- Records provided
+++++

PR #1106, opened 2017-06-16
tectonic: bump ingress replicas 1 -> 2

alekssaul:
Increase the size of replicas for ingress controller (nodeport) and ingress default-backend from 1 to 2

### DIFF
--- a/modules/tectonic/resources/manifests/console/deployment.yaml
+++ b/modules/tectonic/resources/manifests/console/deployment.yaml
@@ -25,6 +25,22 @@ spec:
         component: ui
       name: tectonic-console
     spec:
+      affinity:
+        podAntiAffinity:
+          preferredDuringSchedulingIgnoredDuringExecution:
+          - weight: 100
+            podAffinityTerm:
+              labelSelector:
+                matchExpressions:
+                - key: component
+                  operator: In
+                  values:
+                  - ui
+                - key: k8s-app
+                  operator: In
+                  values:
+                  - tectonic-console
+              topologyKey: kubernetes.io/hostname
       containers:
       - command:
         - /opt/bridge/bin/bridge
--- a/modules/tectonic/resources/manifests/console/deployment.yaml
+++ b/modules/tectonic/resources/manifests/console/deployment.yaml
@@ -27,7 +27,7 @@ spec:
     spec:
       affinity:
         podAntiAffinity:
-          preferredDuringSchedulingIgnoredDuringExecution:
+          requiredDuringSchedulingIgnoredDuringExecution:
           - weight: 100
             podAffinityTerm:
               labelSelector:
--- a/modules/tectonic/resources/manifests/identity/deployment.yaml
+++ b/modules/tectonic/resources/manifests/identity/deployment.yaml
@@ -25,7 +25,7 @@ spec:
     spec:
       affinity:
         podAntiAffinity:
-          preferredDuringSchedulingIgnoredDuringExecution:
+          requiredDuringSchedulingIgnoredDuringExecution:
           - weight: 100
             podAffinityTerm:
               labelSelector:
--- a/modules/tectonic/resources/manifests/identity/deployment.yaml
+++ b/modules/tectonic/resources/manifests/identity/deployment.yaml
@@ -23,6 +23,22 @@ spec:
         k8s-app: tectonic-identity
         component: identity
     spec:
+      affinity:
+        podAntiAffinity:
+          preferredDuringSchedulingIgnoredDuringExecution:
+          - weight: 100
+            podAffinityTerm:
+              labelSelector:
+                matchExpressions:
+                - key: component
+                  operator: In
+                  values:
+                  - identity
+                - key: k8s-app
+                  operator: In
+                  values:
+                  - tectonic-identity
+              topologyKey: kubernetes.io/hostname
       volumes:
       - name: config
         configMap:
--- a/modules/tectonic/resources/manifests/ingress/default-backend/deployment.yaml
+++ b/modules/tectonic/resources/manifests/ingress/default-backend/deployment.yaml
@@ -4,7 +4,7 @@ metadata:
   name: default-http-backend
   namespace: tectonic-system
 spec:
-  replicas: 1
+  replicas: 2
   template:
     metadata:
       labels:
--- a/modules/tectonic/resources/manifests/ingress/default-backend/deployment.yaml
+++ b/modules/tectonic/resources/manifests/ingress/default-backend/deployment.yaml
@@ -10,6 +10,18 @@ spec:
       labels:
         k8s-app: default-http-backend
     spec:
+      affinity:
+        podAntiAffinity:
+          preferredDuringSchedulingIgnoredDuringExecution:
+          - weight: 100
+            podAffinityTerm:
+              labelSelector:
+                matchExpressions:
+                - key: k8s-app
+                  operator: In
+                  values:
+                  - default-http-backend
+              topologyKey: kubernetes.io/hostname
       terminationGracePeriodSeconds: 60
       containers:
       - name: default-http-backend
--- a/modules/tectonic/resources/manifests/ingress/default-backend/deployment.yaml
+++ b/modules/tectonic/resources/manifests/ingress/default-backend/deployment.yaml
@@ -12,7 +12,7 @@ spec:
     spec:
       affinity:
         podAntiAffinity:
-          preferredDuringSchedulingIgnoredDuringExecution:
+          requiredDuringSchedulingIgnoredDuringExecution:
           - weight: 100
             podAffinityTerm:
               labelSelector:
--- a/modules/tectonic/resources/manifests/ingress/nodeport/deployment.yaml
+++ b/modules/tectonic/resources/manifests/ingress/nodeport/deployment.yaml
@@ -8,7 +8,7 @@ metadata:
     component: ingress-controller
     type: nginx
 spec:
-  replicas: 1
+  replicas: 2
   template:
     metadata:
       labels:
--- a/modules/tectonic/resources/manifests/ingress/nodeport/deployment.yaml
+++ b/modules/tectonic/resources/manifests/ingress/nodeport/deployment.yaml
@@ -18,7 +18,7 @@ spec:
     spec:
       affinity:
         podAntiAffinity:
-          preferredDuringSchedulingIgnoredDuringExecution:
+          requiredDuringSchedulingIgnoredDuringExecution:
           - weight: 100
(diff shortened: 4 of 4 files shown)


kans:
Would you provide some context on this change?

alekssaul:
Hi @kans ,

Apologies for the lack of detail. Currently, we have single replica for ingress controller and backend. If the node running the ingress controller dies (or during updates when kube-proxy is replaced), Tectonic-console and identity connectivity would be impacted eventhough we have 2 copies of tectonic-console and identity running.

Quentin-M:
Sounds legit. Any thoughts @alexsomesan @s-urbaniak?

Quentin-M:
Without hard requirement with anti-affinity tho, it is extremely likely that these two replicas will get scheduled on the same node during bootstrapping, when a single node is there.

alekssaul:
This is also the case for tectonic-console and tectonic-identity deployments. I can take a stab adding affinity rules in?

alekssaul:
Added Affinity spec similar to
```
      affinity: 
        podAntiAffinity: 
          preferredDuringSchedulingIgnoredDuringExecution: 
          - weight: 100 
            podAffinityTerm: 
              labelSelector: 
                matchExpressions: 
                - key: component 
                  operator: In 
                  values: 
                  - ui 
                - key: k8s-app 
                  operator: In 
                  values: 
                  - tectonic-console 
              topologyKey: kubernetes.io/hostname 
```
for console, identity, http-backend, tectonic-ingress for testing. Seem to work out ok, would it be appropriate the PR with it?
```
kubectl get pods --all-namespaces -o wide | grep console
tectonic-system   tectonic-console-3000036105-8s2xf                                  1/1       Running            1          21m       10.2.2.2      ip-10-0-73-121.us-east-2.compute.internal
tectonic-system   tectonic-console-3000036105-chgp2                                  1/1       Running            1          21m       10.2.1.4      ip-10-0-92-151.us-east-2.compute.internal
alekssaul@Alekss-MacBook-Pro ~/d/g/a/t/b/aws> kubectl get pods --all-namespaces -o wide | grep ingress
tectonic-system   tectonic-ingress-controller-1922552424-3234p                       1/1       Running            0          21m       10.2.1.6      ip-10-0-92-151.us-east-2.compute.internal
tectonic-system   tectonic-ingress-controller-1922552424-cw486                       1/1       Running            0          21m       10.2.2.6      ip-10-0-73-121.us-east-2.compute.internal
alekssaul@Alekss-MacBook-Pro ~/d/g/a/t/b/aws> kubectl get pods --all-namespaces -o wide | grep identity
tectonic-system   tectonic-identity-2587106793-29930                                 1/1       Running            0          22m       10.2.2.3      ip-10-0-73-121.us-east-2.compute.internal
tectonic-system   tectonic-identity-2587106793-tj8hd                                 1/1       Running            0          22m       10.2.1.3      ip-10-0-92-151.us-east-2.compute.internal
alekssaul@Alekss-MacBook-Pro ~/d/g/a/t/b/aws> kubectl get pods --all-namespaces -o wide | grep back
tectonic-system   default-http-backend-1320719044-xdmdb                              1/1       Running            0          21m       10.2.2.7      ip-10-0-73-121.us-east-2.compute.internal
tectonic-system   default-http-backend-1320719044-zvmtf                              1/1       Running            0          21m       10.2.1.7      ip-10-0-92-151.us-east-2.compute.internal

```

alekssaul:
Also, scheduler seem to spread console/identity even without pod-affinity spec. I am guessing scheduler by default will try to spread the same workload to different nodes within the cluster.

Quentin-M:
If it is simply up to me, I'd say go for it. `preferredDuringSchedulingIgnoredDuringExecution` won't hurt!

alekssaul:
went for it

alekssaul:
@coresolve

colhom:
This functionality is sorely needed. I suggest: 
* Change the anti-affinity to `requiredDuringSchedulingIgnoredDuringExecution`. There's not really a good reason to double up on ingress controller pods per host- the goal here is availability.
* Setting default number of replicas to `min( count(worker nodes), 3)`

Users are having ingress ELB alarms go off when the CL nodes update- as ingress service regularly experiences complete service outages as a result of nodes rebooting. 

\cc @Quentin-M @alekssaul

robszumski:
Bump on this

alekssaul:
Colin's recommendation makes sense to me. I can attempt to revise the change(s) if the team agrees. There has been a discussion by @joshrosso and @aaronlevy in https://github.com/coreos/tectonic-installer/pull/1616 that seem to be similar in nature.

aaronlevy:
If this merges it either needs an upgrade path, or it needs to be tracked as skew that has been introduced and what version it was introduced in. @robszumski @sym3tri 

I am unsure if this will affect how ingress is handled because it is sometimes a daemonset and sometimes a deployment. /cc @squat

aaronlevy:
Further, if you're setting anti-affinity on a node-basis .. you should probably just use daemonsets.

colhom:
I could also seen daemonsets being the right answer here as well- my main reservation is locking the number of ingress pods to the number of worker nodes. In clusters w/ large numbers of workers this could be seen as undesirable, as there are diminishing returns w.r.t availability as the replica count grows

alekssaul:
>  In clusters w/ large numbers of workers this could be seen as undesirable
I agree with this.
Committed change in Pod Affinity to `requiredDuringSchedulingIgnoredDuringExecution`. 

@colhom wrt `min( count(worker nodes), 3)` any strong objection to keeping replicate count to 2 as a default?

aaronlevy:
Ingress controllers are a total mess right now and has essentially become unmanageable.

- If you're on bare-metal it's a daemonset + host-port service
- If you're on AWS it's a deployment + node-port service (no idea about azure)
- The monitoring team needs to make some changes (not aware of details, cc @pst).

A brief look at the last time we updated the manifest we did a wholesale replacement of the manifest - which means the entire thing is going to get reset with whatever ships in the update anyway (so if you're using a deployment your replica count doesn't matter). This won't always be the case, but only other option is a bunch of custom code right now for likely next release or two.

Basically - this component can't be safely updated or changed unless someone has time to unpack all the various deployment methods that have been used, and come up with a plan on how we can move forward. From my end we're not going to have generic ways of handling this for a few releases.

So your options are essentially:

- Make your replica count + affinity changes in the installer only, and those changes might get overridden in an update (so I'd prob stick with static value for now for replicas). If you go this route - @robszumski please track the additional skew that is being introduced and the version it is introduced in.

- Someone spends the time to unpack all this and come up with a plan to get everything back into a single deployment method that can be reasonably managed - and that is implemented in a future release.

- Wait until we can bring all of this back under sane management and the changes can go out in a normal update.

cc:

@dghubble - as I believe you know most about why we added different ingress deployment methods for baremetal.

@squat I believe you dealt with this in an update last time

@pst - as this brings up an earlier discussed issue about updating ingress for monitoring - but that's going to be a big pain, because it's not consistently deployed, so whoever that lands on might have to spend some time on this.

@diegs to keep aware of some more craziness we need to support

@mike-saparov to keep you up to date on the debt

dghubble:
I don't see creating a single deployment/service for Ingress controllers across all clouds as a viable option. Currently AWS and Azure use the "NodePort" setup. Bare-Metal, Openstack, VMWare, and Sandbox use "HostPort". You'll find when you get to Google Cloud and Digital ocean clusters, you'll find a similar distinction. Its not a one-solution-fits-all kinda situation. See https://gist.github.com/dghubble/24b3def990791a27ee286a54f5b99e39

If you absolutely must have the same architecture regardless of platform, HostPort is the lowest common denominator you could standardize on. There are drawbacks to this and I wouldn't recommend it.

Over time, I think the need for different clusters to have different manifests (and different update payloads) will grow. Unifying the setup here kicks the can down the road, but this broader issue will resurface.

aaronlevy:
If it really is provider specific, this makes things like multi-provider clusters (some bare-metal nodes, some AWS) another knob to keep in mind. 

Mid-term target would be install-time decision tracking for update handling (e.g. "this cluster uses ingress flavor-A"). I don't think we can reasonably tie something like "provider=aws" to "use deployment for ingress" as that could reasonably change over time. Instead I guess, we just ship multiple flavors of this component. Unfortunately, we don't have support for that right now - so we're left to not-so-great runtime heuristics to try and figure this out.

dghubble:
> I don't think we can reasonably tie something like "provider=aws" to "use deployment for ingress" as that could reasonably change over time

Agreed. Even now, for bare-metal one of the first things I do is switch from a HostPort style to a ClusterIP style, but it requires control over the routing layer. So I definitely see a platform offering multiple options one day.

alexsomesan:
I just ran into this as a blocker while working private clusters for Azure.

Essentially, we can't use Azure LBs in the private setting because of an upstream limitation of Azure (lack of SNAT on private LBs).
Because of that, we need to reference API and Console by multi-entry A records in DNS.

However, for console, that means the ingress needs to run on all masters, otherwise users will experience intermittent "Connection refused" as the console FQDN gets round-robin resolved to one master or the other.

My vote goes to daemon-sets, which seem to work well in all scenarios and seem like the simplest to manage, form the manifest perspective (no templating of any node count, etc).

I'd love to get consensus on this soonish to unblock the Azure private work.

Just my two cents.

dghubble:
@alexsomesan interesting, I haven't used Azure. Isn't it DNAT that's the issue? Also, when you say you favor the damonset, are you arguing for exposing it via hostport? I suspect not bc you said you're running them on controllers which wouldn't work with hostport due to the port collision.

I originally called them "nodeport" and "hostport" styles to focus on the way they're exposed, bc the Daemonset vs Deployment distinction can depend just on whether the LB offering has health checks or whether you want it on every worker.

alexsomesan:
@dghubble it's SNAT that is actually the problem, as described in the "Limitations" section of [this doc](https://github.com/MicrosoftDocs/azure-docs/blob/master/articles/load-balancer/load-balancer-internal-overview.md) and few other places.

I'm arguing for running the ingress with a daemonset on a port other than 443 (obviously taken by the API). Currently the NodePort deployment uses 32000 & 32001 for this (part of the service range, so should change).
This would in all cases but metal and Azure private be fronted with an LB that would expose the console further under standard HTTPS and it's own VIP. For Azure private we don't have too many options other than keeping it on a different port (or complicating things further with some sort of proxy than we'd have to manage).

sym3tri:
It seems the consensus is on DaemonSet and there a number of other things that need to be done in order to complete this. I've documented everything in a new issue:

https://coreosdev.atlassian.net/browse/INST-146

dghubble:
As long as you understand the tradeofffs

+++++

- What is needed
Given the records above, restate word for word only the lines starting at the one with "Bump on this" and ending at the one with "- The monitoring".

- Solution for this problem
Bump on this

alekssaul:
Colin's recommendation makes sense to me. I can attempt to revise the change(s) if the team agrees. There has been a discussion by @joshrosso and @aaronlevy in https://github.com/coreos/tectonic-installer/pull/1616 that seem to be similar in nature.

aaronlevy:
If this merges it either needs an upgrade path, or it needs to be tracked as skew that has been introduced and what version it was introduced in. @robszumski @sym3tri 

I am unsure if this will affect how ingress is handled because it is sometimes a daemonset and sometimes a deployment. /cc @squat

aaronlevy:
Further, if you're setting anti-affinity on a node-basis .. you should probably just use daemonsets.

colhom:
I could also seen daemonsets being the right answer here as well- my main reservation is locking the number of ingress pods to the number of worker nodes. In clusters w/ large numbers of workers this could be seen as undesirable, as there are diminishing returns w.r.t availability as the replica count grows

alekssaul:
>  In clusters w/ large numbers of workers this could be seen as undesirable
I agree with this.
Committed change in Pod Affinity to `requiredDuringSchedulingIgnoredDuringExecution`. 

@colhom wrt `min( count(worker nodes), 3)` any strong objection to keeping replicate count to 2 as a default?

aaronlevy:
Ingress controllers are a total mess right now and has essentially become unmanageable.

- If you're on bare-metal it's a daemonset + host-port service
- If you're on AWS it's a deployment + node-port service (no idea about azure)
- The monitoring team needs to make some changes (not aware of details, cc @pst).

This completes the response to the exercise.